Po pierwsze, jest to inwestycja najczęściej - kiedy się jedzie na stypendium czy praktyki na studiach, lub do pracy na jakiś czas po studiach.
Po drugie, nie wyobrażam sobie, że naprawdę dojrzały związek może się rozpaść tylko z powodu niewidzenia się. Przeciez są inne formy kontaktu - nie jest tak, że przez te pół roku jest pustka między nami, dzieje się bardzo dużo, tylko na innej płaszczyźnie. Oczywiście jest tęskonota i liczenie dni do końca, ale i ile radości z powrotu...
Po trzecie - podróże niesamowicie poszerzają horyzonty i dlatego warto jest je podejmować, a przecież chcemy dla naszych połówek jak najlepiej.
Piszę to wszystko z własnego doświadzcenia - mój mąż spędził końcówkę studiow za granicą, ja niestety nie miałam takiej możliwości, choć bardzo chciałam.
Było to już w narzeczeństwie - ja, zostając, miałam też poczucie trochę innego życia, więcej czasu dla siebie, koleżanek, różnych innych znajomości, które odeszły w cień wcześniej - i to zaprocentowało, kiedy on wrócił.
Mąż obecny z kolei nawiązał masę przyjaźni na stypendium - i dzięki temu mamy masę znajomych za granicą, co też jest fajne i pożyteczne.

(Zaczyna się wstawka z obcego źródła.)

PR #14166, opened 2025-07-09
[magpietts] added an argument 'binarize_atten_prior' to trigger whether apply prior binarization.

XuesongYang:
* added an arugment `binarize_atten_prior` to trigger whether apply prior binarization or not during training or evaluating. Previously, the training always applied binary prior. Now it is configurable.
* make prior past and future context window configurable during inference. 
* hardcoded `text_lens - 2` to decide if text sentence is finished or not.
* minor fixed typo..

### DIFF
--- a/nemo/collections/tts/models/magpietts.py
+++ b/nemo/collections/tts/models/magpietts.py
@@ -363,7 +363,7 @@ class MagpieTTSModel(ModelPT):
         self._codec_model.eval()
         with torch.no_grad(), torch.autocast(device_type=audio.device.type, dtype=torch.float32):
             codes, codes_len = self._codec_model.encode(audio=audio, audio_len=audio_len)
-            # Add a timestep to begining and end of codes tensor
+            # Add a timestep to beginning and end of codes tensor
             bos_tensor = torch.full(
                 (codes.size(0), codes.size(1), 1), audio_bos_id, dtype=codes.dtype, device=codes.device
             )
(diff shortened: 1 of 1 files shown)


nemo/collections/tts/models/magpietts.py
```diff
@@ -1476,18 +1484,37 @@ def construct_inference_prior(self, prior_epsilon, cross_attention_scores,
...
+                    # Current position
+                    _attn_prior[bidx, 0, text_time_step_attended[bidx]] = base_value
+
+                    # Past context
+                    for past_timestep in range(self.inference_prior_past_context):
+                        past_pos = max(1, text_time_step_attended[bidx] - (past_timestep + 1))
+                        if self.binarize_attn_prior:
+                            _attn_prior[bidx, 0, past_pos] = 1.0  # Binary: no decay, always 1.0
+                        else:
+                            decay_factor = self.inference_prior_past_decay ** (past_timestep + 1)
```
blisc, line 1507: Does this change the prior to an exponential decay? When did we decide to change to this?

paarthneekhara: In training we have arguments like "prior_future_decay", "prior_past_decay"

paarthneekhara:
I think the `binarize_attn_prior` might be redundant. If we dont want to use it, we will just set `use_alignment_encoder` to false. If we a model is trained with it and we want to finetune without it, we can set `binarize_prior_after` to a very high value.

blisc:
Closing as we re-factored it differently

I na takie rzeczy jest czas własnie przed ślubem, po ślubie, hmm... mąż pracował kilka miesięcy w innym mieście - dla doświadczenia i dla pienieczdzy, których bardzo potrzebowaliśmy, ja akurat kończyłam studia, i wtedy to było ciężkie, ale też - nie jakiś straszny dramat, po prostu ciężikie, ale dzięki temu mogliśmy kupić mieszkanie, więc było warto się przemęczyć.
Zupełnie nie wyobrażam sobie za to rozstań, kiedy będą dzieci - to jest nieprzekraczalna granica, którą sobie postawiliśmy.
Uff..
Ale się rozpisałam, a chciałam napisać tylko, żebyś sie, Strzygo, nie martwiła - rozstanie na pewno zaprocentuje!